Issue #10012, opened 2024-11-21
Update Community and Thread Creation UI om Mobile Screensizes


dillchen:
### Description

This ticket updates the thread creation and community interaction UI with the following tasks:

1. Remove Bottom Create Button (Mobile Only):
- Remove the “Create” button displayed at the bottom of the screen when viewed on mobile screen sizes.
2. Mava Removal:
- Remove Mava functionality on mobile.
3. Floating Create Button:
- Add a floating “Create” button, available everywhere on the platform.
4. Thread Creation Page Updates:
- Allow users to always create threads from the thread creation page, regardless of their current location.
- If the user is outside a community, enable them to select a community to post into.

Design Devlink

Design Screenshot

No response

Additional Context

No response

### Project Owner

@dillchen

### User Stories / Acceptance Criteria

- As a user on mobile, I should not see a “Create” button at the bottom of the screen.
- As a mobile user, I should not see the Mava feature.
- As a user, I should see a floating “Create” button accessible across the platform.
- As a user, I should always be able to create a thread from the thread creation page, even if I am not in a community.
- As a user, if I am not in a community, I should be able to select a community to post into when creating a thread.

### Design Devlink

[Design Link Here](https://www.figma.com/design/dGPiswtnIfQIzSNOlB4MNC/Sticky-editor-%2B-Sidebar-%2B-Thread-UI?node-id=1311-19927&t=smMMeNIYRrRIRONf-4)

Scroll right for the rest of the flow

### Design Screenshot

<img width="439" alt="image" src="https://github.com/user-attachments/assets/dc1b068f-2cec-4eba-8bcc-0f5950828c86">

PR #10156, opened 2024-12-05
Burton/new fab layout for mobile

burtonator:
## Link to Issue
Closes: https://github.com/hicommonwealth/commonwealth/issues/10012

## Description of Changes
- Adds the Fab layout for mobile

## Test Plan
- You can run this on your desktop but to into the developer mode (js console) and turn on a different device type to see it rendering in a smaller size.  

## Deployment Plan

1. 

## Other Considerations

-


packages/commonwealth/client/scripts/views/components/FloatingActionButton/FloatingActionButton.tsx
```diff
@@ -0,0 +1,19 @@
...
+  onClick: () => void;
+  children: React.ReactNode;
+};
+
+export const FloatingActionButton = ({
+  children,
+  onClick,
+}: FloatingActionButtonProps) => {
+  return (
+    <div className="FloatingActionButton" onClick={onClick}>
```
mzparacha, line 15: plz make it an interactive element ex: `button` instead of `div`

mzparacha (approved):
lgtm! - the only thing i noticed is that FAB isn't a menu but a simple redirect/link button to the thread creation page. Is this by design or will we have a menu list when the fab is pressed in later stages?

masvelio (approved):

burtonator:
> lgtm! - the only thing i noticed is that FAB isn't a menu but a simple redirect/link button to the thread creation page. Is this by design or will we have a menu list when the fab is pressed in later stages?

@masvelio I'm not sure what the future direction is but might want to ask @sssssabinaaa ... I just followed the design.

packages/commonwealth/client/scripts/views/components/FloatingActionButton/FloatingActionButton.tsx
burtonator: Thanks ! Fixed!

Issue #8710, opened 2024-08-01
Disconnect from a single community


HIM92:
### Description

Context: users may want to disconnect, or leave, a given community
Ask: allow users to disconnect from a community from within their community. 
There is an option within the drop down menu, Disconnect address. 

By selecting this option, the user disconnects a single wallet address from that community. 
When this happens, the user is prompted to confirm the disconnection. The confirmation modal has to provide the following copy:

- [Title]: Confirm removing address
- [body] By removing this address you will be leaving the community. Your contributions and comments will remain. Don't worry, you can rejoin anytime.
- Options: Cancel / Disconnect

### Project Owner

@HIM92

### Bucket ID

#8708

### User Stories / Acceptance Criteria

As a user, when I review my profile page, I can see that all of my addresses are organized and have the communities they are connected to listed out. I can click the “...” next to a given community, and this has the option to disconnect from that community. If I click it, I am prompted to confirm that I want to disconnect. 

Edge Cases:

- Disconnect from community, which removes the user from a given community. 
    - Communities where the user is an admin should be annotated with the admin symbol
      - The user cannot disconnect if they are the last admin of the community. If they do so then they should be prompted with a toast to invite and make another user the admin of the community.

******************************

■ Task prompt
Select and copy each line from the data that includes the word "they".

■ Answer to the problem
As a user, when I review my profile page, I can see that all of my addresses are organized and have the communities they are connected to listed out. I can click the “...” next to a given community, and this has the option to disconnect from that community. If I click it, I am prompted to confirm that I want to disconnect. 
      - The user cannot disconnect if they are the last admin of the community. If they do so then they should be prompted with a toast to invite and make another user the admin of the community.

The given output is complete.